After our first camping experience, being woken up by the police, we decided this time we would do it right and get permits.  We packed up our stuff and headed off.  Hau'ula is a rural community on the Windward side, near the North Shore.  So either way we went from Pearl City, it was taking us some time.

When we arrived we realized that this camping trip really would not be that "rough".  At least not like the last one.  There was a 7-Eleven across the street from the beach our permit was for.  We also realized that we were the only "haoles" at the campsite.  For those of you that have never been to Hawaii, that means we were non-local.

Matt was MUCH better at swinging!
  Anyway, we set up our stuff and went about exploring.

Matt and I came across and rope swing.  The swing would have been perfect if the ocean was 5 feet higher.  We could swing out over the ocean, but letting go would drop us into ankle-deep water.  Despite that we had a grand old time pretending to be Tarzan and Jane.

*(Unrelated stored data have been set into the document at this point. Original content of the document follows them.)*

Issue #422, opened 2026-02-23
Allow special characters in player fields


kenwalker:
Currently you cannot use characters like é while creating a character. There are also many characters with fields with **`\'`** sequence of characters. These should work and should be replaced throughout the database with **`'`**

PR #423, opened 2026-02-24
Change regex and allow  UTF-8

kenwalker:
Fix for #422 

There are also sql changes in the issue that have to be run.

image
image


megiddo:
YOLO on a local instance and see what happens.

PR #431, opened 2026-03-17
Experiment: Voronoi-based kingdom territory map

### LINKED ISSUE #151: Automatically Generate Kingdom Borders
Use voronoi or a similar method to automatically generate kingdom boundaries based on park locations (and weight, if possible).

baltinerdist:
Closes #151

## Summary

Adds `map/build_map.py` — a standalone Python script that generates an interactive Leaflet/OpenStreetMap HTML visualization of Amtgard kingdom territories.

- **Voronoi diagram** — each active, non-freehold park is a node; every point on the map belongs to the nearest park's kingdom
- **Connected territories** — adjacent same-kingdom parks form one contiguous region with no gaps
- **Land-clipped** — territories are constrained to US and Canada borders (Natural Earth 110m)
- **Heraldry badges** — each kingdom's heraldry is base64-embedded and placed at the centroid of its largest territory polygon
- **Coordinate recovery** — parks missing `latitude`/`longitude` have their coordinates recovered by parsing the stored `google_geocode` blob (273 parks plotted vs 263 with direct coords only)
- **Freeholds excluded** — kingdom_id 8 (The Freeholds of Amtgard) is not used as a Voronoi node

## Running

```bash
pip install -r map/requirements.txt
python3 map/build_map.py
# Output: map/amtgard_kingdoms.html
```

Requires the `ork3-php8-db` Docker container to be running. The generated HTML file is self-contained and opens in any browser.


baltinerdist:

Synced up to `master` @ `6ab028a3` (merge commit `4683399d`). This branch was **1254 commits behind** — the stalest of the batch.

**Conflicts: 1 file, resolved.**

- **`.gitignore`** — two hunks, both additive on each side, resolved as a union. Kept upstream's `build/` and its tooling-ignore block (`.ork3-db.local`, `tools/ork-db/*`, `tools/fuzzy-validator/*`, `__pycache__/`, `*.pyc`, `.coverage*`, `htmlcov/`, `.pytest_cache/`, `test-results/`) alongside this branch's `map/amtgard_kingdoms.html`. Nothing dropped from either side.

**Method:** `git merge upstream/master`, not a rebase. This branch's history sits behind prior merge commits; a linear rebase would replay them against the new base and manufacture conflicts that aren't real.

**Verification:** no conflict markers in the tree; `php -l` clean across all 375 changed PHP/TPL files pulled in by the merge; `class.Authorization.php` byte-identical to upstream. `git diff --stat upstream/master HEAD` confirms this branch still contributes exactly its own 3 files (`.gitignore`, `map/build_map.py`, `map/requirements.txt`) — feature intact, nothing of upstream's lost.

⚠️ **Worth knowing before this is reviewed:** `map/build_map.py` reads the ORK database directly and was written against a February-era schema. 1254 commits of schema churn just landed underneath it (event RSVP, tournament, qual tables, and more). The *merge* is clean, but the script's queries may be stale. That's functional drift, not a merge problem — it wasn't run as part of this sync.

baltinerdist:
### Schema audit after the 1,254-commit merge

Following up on the caveat in the sync comment above. **Verdict: the script still runs. The merge broke none of its queries.**

The parse path was verified end-to-end against the live DB using stdlib only (nothing installed): **272 usable parks across 26 kingdoms, 0 Unicode decode errors, 4 parks skipped for missing coordinates.**

## Every schema reference is still valid

The script's entire DB surface is a single query.

| Reference | Status | Notes |
|---|---|---|
| `ork_park`, `ork_kingdom` | Valid | survive utf8mb4 + markdown overrides |
| `p.park_id`, `p.name`, `p.kingdom_id` | Valid | |
| `p.latitude`, `p.longitude` | Valid | still `double NOT NULL` |
| `p.google_geocode` | Valid | still `longtext` |
| `p.active = 'Active'` | Valid | still `enum('Active','Retired')` |
| `k.kingdom_id`, `k.name` | Valid | |
| `k.kingdom_id != 8` (Freeholds) | Valid | id 8 confirmed = "The Freeholds of Amtgard" |
| **utf8mb4 conversion** | Changed — but it *helped* | `overrides/2026-03-16-utf8mb4-conversion.sql` converts both tables. The script's `.decode()` defaults to utf-8, so the conversion **fixed a latent latin1 hazard**. 0 decode errors across 276 rows. |
| markdown description columns | No impact | only touches `description`/`directions`, never selected |

The event RSVP, tournament, qualification, custom-title and danger-audit tables the merge introduced simply don't intersect this query. Nothing was renamed, removed, or type-changed in a way that matters.

External deps also check out live: the naciscdn Natural Earth URL returns HTTP 200 and the shapefile still exposes a `NAME` field with exact values `United States of America` and `Canada`.

## Pre-existing issues worth knowing (none merge-induced)

1. **`requirements.txt` has zero pins.** Nothing is stale because nothing is specified — but there's no reproducibility, and it silently opts into whatever geopandas ships next.
2. **`GeoSeries.unary_union` (line 261) is deprecated** in geopandas 1.0 in favour of `union_all()`. Confirmed *not yet removed* as of 1.1.x, so it works today — but `warnings.filterwarnings('ignore')` at line 19 masks the FutureWarning, so this will break with no warning when it's finally dropped.
3. **`--raw` output is fragile by accident.** 144 of 276 rows store real newlines in `google_geocode` (the other 132 store escaped `\n`), so 276 rows emit **18,036 stdout lines**. It survives only because the first fragment of each row still has exactly 7 tab fields and the `int()` guard rejects stray fragments.
4. **`geodatasets` is imported and never used** (line 27) — dead import, still carried in requirements.
5. **Two heraldry badges silently missing:** kingdom 17 has only `0017.png` (the script looks for `.jpg` only), and kingdom 40 has no heraldry file at all. Both render no badge without complaint. Note the upstream masters/WebP image pipeline did **not** restructure `assets/heraldry/` — files are still flat `{id:04d}.jpg`, so that path is intact.

## Not verified

The geo stack was **not executed** — nothing was installed, and the host Python has none of these packages. So the Voronoi → shapely → folium rendering path is unverified by execution. This audit covers data extraction and API compatibility, not a completed render.

## If you keep this open

No changes are needed for correctness. Two cheap hardening items: pin `requirements.txt`, and swap `.unary_union` → `.union_all()` before geopandas removes it.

As the night went on, our fire got started and the alcohol started flowing.  Before we knew it, we were making friends with the locals that were camping and they were sharing tales of the mysterious things that went on in the rainforest.  One story that was told was about the collapse of Sacred Falls.

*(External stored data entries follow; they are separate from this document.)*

PR #455, opened 2026-04-09
Experiment: Heatmapping

baltinerdist:
## Summary
- Adds a population heatmap to the **Kingdom profile map tab** — park pins are weighted by active players (1+ sign-ins in the past 12 months), with a toggle between **By Participation** (visitors) and **By Residents** (home park members)
- Adds a global **Atlas Heatmap** page (`Route=Atlas/heatmap`) — same heatmap concept applied across all parks worldwide, gated to kingdom officers and ORK admins
- Atlas index shows a **"Population Heatmap" button** for eligible users, linking to the dedicated page
- Atlas heatmap includes a **Hide Pins** toggle for a clean heatmap-only view

## Auth
Access is gated by querying `ork_authorization` directly for any `kingdom_id > 0` row — correctly handles monarchs regardless of session `kingdom_id` state.

## Test plan
- [ ] Log in as a kingdom officer/monarch — confirm "Population Heatmap" button appears on the Atlas page
- [ ] Navigate to `Route=Atlas/heatmap` — confirm map loads with heatmap overlay
- [ ] Toggle By Participation / By Residents — heatmap density should change live
- [ ] Toggle Hide Pins — park pins should disappear, leaving only heat signatures
- [ ] Click Show Pins — pins restore
- [ ] Click a park pin — sidebar shows Visitors and Residents counts
- [ ] Log out or use a non-officer account — confirm button is hidden and `/heatmap` redirects to Atlas
- [ ] Kingdom profile Map tab — confirm heatmap overlay renders, toggle works


baltinerdist:

Synced up to `master` @ `6ab028a3` (merge commit `12704983`). This branch was **943 commits behind**.

**Conflicts: 2 files, resolved.**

The local people believe in taking care of the 'aina (land).  This includes preservation, conservation and keeping the 'aina clean.  Now, one thing you need to know is that locals believe in legends.  And after spending two years in Hawai'i, I have to admit I waver on the subject, but I believe more often than not.

Sunrise the next morning.
  The story that was told to us is about Kamapua'a. Kamapua'a was a god that appeared in pig form.

On May 9, 1999 there was a rockslide at a popular attraction, Sacred Falls, which is near Hau'ula.  In total 8 people were killed including a 9 yr. old child.  The local man that was telling us the story said that prior to the collapse the area around Sacred Falls had become litter ridden.  Visitors to the site were not conscientious and left debris, walked along sacred lands, and seemed to disregard that certain things were kapu (forbidden) to do.  The story goes on that witnesses to the landslide on May 9th say they saw the image of Kamapua'a at the falls just before the collapse.  People believe that the god destroyed the falls to preserve the sacred 'aina.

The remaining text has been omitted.